Collected data entries:
------
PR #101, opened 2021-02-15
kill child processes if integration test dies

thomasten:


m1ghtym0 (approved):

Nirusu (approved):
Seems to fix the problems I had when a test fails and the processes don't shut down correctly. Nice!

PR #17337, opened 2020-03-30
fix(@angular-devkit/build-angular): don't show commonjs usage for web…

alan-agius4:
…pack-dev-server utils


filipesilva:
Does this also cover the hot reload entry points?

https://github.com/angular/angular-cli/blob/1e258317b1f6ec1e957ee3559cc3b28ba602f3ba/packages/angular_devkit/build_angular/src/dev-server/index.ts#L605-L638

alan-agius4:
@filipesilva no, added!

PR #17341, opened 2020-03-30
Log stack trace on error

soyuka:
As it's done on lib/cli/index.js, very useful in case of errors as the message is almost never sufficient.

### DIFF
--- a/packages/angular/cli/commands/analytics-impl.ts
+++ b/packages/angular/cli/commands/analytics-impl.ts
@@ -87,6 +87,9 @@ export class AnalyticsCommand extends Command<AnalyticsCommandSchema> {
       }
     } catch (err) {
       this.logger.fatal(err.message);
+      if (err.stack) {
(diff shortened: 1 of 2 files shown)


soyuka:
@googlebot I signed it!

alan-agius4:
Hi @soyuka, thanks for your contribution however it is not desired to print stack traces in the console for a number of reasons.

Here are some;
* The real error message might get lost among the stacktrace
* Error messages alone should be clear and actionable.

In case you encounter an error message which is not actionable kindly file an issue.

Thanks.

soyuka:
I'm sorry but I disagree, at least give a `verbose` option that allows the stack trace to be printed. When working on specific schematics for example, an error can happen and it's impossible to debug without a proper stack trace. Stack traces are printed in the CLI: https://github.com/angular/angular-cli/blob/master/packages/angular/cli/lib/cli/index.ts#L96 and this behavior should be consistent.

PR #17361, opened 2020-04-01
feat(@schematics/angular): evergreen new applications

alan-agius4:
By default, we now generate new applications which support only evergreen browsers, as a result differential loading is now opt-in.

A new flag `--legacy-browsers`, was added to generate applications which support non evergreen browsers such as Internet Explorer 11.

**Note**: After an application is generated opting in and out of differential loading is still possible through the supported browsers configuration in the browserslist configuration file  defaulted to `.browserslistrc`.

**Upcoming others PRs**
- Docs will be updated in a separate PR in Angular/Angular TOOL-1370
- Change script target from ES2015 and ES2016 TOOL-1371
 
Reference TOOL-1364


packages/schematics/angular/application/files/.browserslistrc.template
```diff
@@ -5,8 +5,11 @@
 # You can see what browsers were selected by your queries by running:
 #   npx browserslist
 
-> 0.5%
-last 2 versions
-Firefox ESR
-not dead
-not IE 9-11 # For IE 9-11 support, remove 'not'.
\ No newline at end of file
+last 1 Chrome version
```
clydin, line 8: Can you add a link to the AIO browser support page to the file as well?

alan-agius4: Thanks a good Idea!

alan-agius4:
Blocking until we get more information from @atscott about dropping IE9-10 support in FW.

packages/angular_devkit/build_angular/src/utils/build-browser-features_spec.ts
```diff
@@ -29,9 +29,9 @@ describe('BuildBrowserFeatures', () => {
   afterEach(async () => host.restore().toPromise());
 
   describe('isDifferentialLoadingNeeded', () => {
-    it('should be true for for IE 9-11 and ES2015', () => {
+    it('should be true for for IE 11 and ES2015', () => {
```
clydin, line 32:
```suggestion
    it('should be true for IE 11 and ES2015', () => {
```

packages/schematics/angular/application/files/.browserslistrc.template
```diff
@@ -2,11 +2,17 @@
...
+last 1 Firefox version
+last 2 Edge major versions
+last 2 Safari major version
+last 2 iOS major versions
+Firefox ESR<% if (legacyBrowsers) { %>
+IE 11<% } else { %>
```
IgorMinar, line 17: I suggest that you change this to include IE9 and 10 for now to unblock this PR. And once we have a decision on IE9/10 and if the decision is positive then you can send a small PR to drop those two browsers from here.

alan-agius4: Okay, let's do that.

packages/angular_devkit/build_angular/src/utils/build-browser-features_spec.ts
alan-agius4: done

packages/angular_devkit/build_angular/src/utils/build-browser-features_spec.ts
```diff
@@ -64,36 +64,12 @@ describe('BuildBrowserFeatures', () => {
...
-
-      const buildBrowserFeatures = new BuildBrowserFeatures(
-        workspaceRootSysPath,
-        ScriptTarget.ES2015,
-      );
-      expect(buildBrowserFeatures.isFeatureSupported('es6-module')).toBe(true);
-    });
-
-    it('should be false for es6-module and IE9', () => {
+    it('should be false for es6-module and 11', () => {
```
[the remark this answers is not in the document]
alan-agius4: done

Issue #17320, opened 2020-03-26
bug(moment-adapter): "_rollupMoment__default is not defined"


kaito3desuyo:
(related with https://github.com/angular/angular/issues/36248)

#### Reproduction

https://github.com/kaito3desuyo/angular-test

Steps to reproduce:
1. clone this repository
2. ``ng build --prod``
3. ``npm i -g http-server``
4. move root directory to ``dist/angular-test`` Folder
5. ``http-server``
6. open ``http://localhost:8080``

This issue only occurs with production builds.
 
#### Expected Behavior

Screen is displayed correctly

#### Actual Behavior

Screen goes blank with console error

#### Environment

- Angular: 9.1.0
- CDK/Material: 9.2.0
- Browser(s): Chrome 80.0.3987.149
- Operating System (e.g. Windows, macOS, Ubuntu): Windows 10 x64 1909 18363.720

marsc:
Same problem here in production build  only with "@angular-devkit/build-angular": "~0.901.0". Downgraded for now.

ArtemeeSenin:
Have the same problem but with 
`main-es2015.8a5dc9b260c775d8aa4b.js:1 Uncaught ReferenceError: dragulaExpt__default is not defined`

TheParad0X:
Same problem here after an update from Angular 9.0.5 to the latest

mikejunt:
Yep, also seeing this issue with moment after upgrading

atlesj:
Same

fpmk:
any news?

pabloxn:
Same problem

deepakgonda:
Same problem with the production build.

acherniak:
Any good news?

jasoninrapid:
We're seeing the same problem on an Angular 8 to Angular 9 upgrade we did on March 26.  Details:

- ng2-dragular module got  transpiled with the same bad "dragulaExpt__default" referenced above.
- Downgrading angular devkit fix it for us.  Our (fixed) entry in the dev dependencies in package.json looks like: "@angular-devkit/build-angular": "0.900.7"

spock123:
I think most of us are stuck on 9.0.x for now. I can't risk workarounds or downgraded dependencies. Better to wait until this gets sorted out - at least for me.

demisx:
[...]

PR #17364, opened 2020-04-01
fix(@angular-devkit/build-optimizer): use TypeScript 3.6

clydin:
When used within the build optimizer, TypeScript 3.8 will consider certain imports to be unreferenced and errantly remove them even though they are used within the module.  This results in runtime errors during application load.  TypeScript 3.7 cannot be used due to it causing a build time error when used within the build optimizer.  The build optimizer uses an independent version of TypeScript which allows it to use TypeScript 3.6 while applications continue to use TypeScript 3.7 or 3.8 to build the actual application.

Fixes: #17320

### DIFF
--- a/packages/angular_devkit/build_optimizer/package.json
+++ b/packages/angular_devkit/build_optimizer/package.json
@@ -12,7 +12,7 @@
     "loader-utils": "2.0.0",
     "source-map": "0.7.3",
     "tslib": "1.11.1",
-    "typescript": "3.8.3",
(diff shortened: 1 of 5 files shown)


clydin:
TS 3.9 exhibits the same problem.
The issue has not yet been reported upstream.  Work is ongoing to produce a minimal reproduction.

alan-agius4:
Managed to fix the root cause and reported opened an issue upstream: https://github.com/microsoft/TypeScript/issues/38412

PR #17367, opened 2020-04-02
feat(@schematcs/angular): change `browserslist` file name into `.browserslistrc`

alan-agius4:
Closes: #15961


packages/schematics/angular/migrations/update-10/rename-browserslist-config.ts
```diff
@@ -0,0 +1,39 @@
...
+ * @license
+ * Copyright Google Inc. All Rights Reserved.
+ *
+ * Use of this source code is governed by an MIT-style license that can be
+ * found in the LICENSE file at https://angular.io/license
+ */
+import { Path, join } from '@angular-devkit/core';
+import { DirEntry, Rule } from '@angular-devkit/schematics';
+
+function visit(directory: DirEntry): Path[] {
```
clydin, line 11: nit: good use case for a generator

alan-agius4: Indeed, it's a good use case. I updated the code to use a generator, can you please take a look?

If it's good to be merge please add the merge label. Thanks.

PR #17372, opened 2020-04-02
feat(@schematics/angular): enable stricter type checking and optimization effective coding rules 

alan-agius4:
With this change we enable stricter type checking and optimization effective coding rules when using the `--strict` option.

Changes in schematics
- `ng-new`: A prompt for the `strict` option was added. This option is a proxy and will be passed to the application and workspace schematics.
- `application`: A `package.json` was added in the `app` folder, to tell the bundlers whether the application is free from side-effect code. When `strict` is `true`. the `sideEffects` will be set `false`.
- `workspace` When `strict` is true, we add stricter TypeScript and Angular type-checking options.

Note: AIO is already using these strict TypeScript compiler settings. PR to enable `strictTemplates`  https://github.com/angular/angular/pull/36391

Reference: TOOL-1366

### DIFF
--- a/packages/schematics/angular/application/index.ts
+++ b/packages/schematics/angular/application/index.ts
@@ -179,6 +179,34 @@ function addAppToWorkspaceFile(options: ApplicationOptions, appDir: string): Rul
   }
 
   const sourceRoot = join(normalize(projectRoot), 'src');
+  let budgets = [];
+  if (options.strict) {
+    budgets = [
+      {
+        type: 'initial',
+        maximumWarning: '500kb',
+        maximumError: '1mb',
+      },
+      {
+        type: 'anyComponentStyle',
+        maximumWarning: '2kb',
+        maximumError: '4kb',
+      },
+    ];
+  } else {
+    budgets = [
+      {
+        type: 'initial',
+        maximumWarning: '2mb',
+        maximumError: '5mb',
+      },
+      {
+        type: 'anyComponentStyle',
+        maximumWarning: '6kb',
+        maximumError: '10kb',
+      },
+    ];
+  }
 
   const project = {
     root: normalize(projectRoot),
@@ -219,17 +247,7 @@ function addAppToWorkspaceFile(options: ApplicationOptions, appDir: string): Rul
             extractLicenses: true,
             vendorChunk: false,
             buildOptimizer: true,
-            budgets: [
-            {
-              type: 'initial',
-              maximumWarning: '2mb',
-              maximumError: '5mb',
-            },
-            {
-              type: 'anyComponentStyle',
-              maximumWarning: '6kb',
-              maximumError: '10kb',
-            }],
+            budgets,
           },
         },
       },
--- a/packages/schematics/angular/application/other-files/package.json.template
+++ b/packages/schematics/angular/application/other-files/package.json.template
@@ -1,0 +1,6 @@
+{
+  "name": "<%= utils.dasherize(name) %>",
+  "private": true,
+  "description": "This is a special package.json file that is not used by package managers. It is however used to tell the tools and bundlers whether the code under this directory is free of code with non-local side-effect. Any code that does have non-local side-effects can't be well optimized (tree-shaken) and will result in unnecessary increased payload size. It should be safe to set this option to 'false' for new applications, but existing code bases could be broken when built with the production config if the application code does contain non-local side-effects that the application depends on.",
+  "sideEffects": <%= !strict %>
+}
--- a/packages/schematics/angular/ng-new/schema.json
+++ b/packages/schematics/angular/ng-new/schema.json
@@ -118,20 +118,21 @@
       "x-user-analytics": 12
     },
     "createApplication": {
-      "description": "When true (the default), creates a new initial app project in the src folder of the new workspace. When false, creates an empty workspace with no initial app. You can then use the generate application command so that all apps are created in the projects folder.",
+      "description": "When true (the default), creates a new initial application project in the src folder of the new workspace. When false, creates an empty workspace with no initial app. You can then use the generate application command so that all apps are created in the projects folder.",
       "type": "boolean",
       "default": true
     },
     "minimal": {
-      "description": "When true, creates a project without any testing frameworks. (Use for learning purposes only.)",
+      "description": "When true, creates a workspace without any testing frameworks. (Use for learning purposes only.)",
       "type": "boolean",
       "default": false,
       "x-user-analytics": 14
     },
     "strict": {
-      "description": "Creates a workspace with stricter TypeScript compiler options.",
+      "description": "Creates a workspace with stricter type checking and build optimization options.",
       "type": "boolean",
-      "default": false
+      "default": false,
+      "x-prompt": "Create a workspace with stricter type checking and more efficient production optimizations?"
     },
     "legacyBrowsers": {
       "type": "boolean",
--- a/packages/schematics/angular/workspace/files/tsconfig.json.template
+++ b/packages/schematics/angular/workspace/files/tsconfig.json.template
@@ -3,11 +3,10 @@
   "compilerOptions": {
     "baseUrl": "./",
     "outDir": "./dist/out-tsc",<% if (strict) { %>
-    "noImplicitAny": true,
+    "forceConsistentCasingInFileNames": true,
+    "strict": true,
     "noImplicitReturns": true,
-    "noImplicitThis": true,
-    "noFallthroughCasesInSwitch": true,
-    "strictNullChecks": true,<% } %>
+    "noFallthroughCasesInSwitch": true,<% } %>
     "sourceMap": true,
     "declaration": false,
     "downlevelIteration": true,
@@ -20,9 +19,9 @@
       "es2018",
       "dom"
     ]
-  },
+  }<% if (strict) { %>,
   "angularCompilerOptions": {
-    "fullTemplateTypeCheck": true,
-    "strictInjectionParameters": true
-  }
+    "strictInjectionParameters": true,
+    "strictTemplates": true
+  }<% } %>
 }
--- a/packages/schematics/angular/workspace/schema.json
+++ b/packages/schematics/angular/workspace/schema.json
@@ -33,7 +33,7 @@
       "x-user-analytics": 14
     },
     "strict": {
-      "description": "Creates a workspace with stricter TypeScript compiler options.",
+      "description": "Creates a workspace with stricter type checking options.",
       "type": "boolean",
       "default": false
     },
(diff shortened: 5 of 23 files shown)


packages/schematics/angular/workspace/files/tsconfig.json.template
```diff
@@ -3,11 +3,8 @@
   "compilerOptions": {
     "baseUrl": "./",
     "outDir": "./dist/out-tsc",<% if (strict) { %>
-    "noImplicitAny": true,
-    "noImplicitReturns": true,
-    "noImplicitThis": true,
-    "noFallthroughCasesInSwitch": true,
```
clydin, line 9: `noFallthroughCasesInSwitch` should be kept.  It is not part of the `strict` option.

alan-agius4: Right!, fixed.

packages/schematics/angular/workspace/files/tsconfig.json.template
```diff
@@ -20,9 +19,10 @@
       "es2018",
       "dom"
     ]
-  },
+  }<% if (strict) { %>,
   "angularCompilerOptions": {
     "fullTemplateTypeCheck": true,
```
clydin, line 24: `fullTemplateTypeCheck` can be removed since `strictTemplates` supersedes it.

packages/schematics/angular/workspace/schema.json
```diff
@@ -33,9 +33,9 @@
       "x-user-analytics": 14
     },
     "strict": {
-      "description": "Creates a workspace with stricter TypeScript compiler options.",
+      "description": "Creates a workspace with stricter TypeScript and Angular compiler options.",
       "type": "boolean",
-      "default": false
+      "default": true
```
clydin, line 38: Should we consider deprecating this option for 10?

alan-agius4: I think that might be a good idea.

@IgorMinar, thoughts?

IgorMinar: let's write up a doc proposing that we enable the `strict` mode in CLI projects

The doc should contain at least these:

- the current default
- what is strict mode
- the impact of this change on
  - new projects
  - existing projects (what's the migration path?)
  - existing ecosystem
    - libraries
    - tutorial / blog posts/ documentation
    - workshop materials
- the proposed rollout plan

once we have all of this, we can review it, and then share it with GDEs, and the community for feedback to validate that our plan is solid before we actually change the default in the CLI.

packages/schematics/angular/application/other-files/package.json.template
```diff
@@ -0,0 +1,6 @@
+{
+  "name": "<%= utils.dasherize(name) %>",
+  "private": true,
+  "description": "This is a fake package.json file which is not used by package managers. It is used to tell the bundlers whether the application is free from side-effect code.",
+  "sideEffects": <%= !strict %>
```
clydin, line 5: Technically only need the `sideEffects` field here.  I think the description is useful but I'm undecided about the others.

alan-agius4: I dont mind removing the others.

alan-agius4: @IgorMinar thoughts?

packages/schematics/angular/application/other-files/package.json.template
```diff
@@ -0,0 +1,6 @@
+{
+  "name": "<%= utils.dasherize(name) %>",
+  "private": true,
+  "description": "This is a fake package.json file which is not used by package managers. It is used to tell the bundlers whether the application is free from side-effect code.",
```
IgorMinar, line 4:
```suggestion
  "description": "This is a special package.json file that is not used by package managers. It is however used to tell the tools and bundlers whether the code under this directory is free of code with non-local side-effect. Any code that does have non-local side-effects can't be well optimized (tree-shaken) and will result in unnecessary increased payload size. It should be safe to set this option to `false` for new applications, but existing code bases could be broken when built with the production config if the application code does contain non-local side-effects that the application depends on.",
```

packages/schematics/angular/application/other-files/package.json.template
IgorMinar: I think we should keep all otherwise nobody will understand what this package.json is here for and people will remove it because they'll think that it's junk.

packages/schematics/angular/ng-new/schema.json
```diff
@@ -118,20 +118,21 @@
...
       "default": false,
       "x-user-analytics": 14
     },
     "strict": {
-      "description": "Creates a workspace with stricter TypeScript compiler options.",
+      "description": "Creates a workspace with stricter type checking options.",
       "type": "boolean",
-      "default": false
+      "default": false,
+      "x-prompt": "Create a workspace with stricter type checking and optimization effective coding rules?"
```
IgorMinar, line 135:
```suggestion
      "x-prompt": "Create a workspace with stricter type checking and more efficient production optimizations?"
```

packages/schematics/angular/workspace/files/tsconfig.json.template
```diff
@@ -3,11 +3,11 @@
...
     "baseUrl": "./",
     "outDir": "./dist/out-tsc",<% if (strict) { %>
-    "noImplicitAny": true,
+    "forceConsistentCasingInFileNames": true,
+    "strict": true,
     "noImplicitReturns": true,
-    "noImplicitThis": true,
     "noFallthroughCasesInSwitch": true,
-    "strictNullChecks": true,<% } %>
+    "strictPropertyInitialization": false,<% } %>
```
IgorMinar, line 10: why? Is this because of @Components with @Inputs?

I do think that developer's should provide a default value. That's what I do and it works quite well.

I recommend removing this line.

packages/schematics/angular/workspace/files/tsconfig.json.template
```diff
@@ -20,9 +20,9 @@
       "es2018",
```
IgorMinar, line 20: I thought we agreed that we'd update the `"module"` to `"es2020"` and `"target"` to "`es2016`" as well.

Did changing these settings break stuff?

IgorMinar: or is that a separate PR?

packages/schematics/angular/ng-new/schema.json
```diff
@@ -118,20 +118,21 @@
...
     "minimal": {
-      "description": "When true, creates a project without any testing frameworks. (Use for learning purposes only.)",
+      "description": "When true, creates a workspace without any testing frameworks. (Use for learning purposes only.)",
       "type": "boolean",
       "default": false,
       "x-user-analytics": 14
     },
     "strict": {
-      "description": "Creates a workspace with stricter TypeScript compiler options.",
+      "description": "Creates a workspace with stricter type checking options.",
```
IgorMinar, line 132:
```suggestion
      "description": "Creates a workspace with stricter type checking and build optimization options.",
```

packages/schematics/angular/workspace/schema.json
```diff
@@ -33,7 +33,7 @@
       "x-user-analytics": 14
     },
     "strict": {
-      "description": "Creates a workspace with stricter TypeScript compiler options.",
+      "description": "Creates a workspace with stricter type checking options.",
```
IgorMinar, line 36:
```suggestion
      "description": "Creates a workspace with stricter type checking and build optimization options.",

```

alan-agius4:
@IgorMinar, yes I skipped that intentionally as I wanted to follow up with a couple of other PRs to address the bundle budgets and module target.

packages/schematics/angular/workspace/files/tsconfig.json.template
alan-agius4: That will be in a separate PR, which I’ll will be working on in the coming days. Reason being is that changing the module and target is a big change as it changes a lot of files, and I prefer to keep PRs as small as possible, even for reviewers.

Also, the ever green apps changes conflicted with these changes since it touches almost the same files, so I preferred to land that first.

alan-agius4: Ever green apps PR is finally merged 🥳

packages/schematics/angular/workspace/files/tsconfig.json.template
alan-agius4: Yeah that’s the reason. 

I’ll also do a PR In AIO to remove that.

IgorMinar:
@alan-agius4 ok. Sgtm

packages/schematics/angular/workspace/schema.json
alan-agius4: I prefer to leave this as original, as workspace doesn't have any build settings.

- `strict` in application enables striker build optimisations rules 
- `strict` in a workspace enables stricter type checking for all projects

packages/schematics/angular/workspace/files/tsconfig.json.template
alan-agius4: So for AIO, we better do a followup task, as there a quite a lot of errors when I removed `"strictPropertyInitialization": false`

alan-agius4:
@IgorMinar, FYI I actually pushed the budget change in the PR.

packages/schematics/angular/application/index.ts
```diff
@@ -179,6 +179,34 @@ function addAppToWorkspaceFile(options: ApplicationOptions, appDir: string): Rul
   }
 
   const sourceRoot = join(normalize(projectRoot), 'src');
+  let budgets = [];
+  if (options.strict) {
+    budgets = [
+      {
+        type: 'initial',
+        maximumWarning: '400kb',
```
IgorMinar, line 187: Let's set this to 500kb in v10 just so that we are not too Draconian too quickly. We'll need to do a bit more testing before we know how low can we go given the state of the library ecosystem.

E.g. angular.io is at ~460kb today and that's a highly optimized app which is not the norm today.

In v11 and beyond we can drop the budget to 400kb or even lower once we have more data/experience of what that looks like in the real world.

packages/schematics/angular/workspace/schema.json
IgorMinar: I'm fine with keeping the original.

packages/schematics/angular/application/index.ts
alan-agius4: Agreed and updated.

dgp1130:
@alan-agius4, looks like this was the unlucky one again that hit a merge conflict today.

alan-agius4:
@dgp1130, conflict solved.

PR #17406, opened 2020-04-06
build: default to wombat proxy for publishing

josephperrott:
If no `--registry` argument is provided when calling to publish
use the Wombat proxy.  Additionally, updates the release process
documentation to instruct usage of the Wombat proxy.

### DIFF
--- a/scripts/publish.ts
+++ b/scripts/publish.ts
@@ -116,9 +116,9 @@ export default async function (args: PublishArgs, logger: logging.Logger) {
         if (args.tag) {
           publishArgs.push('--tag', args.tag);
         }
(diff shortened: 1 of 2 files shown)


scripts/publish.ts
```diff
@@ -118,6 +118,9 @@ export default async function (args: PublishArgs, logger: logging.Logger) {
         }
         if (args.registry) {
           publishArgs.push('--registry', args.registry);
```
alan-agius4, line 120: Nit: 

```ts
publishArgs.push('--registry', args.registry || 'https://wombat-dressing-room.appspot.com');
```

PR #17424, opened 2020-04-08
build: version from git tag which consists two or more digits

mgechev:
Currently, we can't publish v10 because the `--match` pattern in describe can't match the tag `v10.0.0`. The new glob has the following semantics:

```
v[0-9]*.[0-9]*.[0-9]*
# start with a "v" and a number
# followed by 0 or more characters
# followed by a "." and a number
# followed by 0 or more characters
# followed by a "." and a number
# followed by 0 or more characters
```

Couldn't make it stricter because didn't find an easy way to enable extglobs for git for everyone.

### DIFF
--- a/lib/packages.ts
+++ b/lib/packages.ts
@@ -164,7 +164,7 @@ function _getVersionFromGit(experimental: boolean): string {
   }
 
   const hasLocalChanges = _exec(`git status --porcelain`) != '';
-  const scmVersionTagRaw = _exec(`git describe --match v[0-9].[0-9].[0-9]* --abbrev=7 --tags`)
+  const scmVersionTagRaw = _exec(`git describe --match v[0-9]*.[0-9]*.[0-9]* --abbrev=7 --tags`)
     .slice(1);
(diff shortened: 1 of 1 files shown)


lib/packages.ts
------
Prompt: Starting with the first line of the entries, transcribe every line up to and including the one with "--- a/packages/angular/cli/commands/analytics-impl.ts".

Written response:
PR #101, opened 2021-02-15
kill child processes if integration test dies

thomasten:


m1ghtym0 (approved):

Nirusu (approved):
Seems to fix the problems I had when a test fails and the processes don't shut down correctly. Nice!

PR #17337, opened 2020-03-30
fix(@angular-devkit/build-angular): don't show commonjs usage for web…

alan-agius4:
…pack-dev-server utils


filipesilva:
Does this also cover the hot reload entry points?

https://github.com/angular/angular-cli/blob/1e258317b1f6ec1e957ee3559cc3b28ba602f3ba/packages/angular_devkit/build_angular/src/dev-server/index.ts#L605-L638

alan-agius4:
@filipesilva no, added!

PR #17341, opened 2020-03-30
Log stack trace on error

soyuka:
As it's done on lib/cli/index.js, very useful in case of errors as the message is almost never sufficient.

### DIFF
--- a/packages/angular/cli/commands/analytics-impl.ts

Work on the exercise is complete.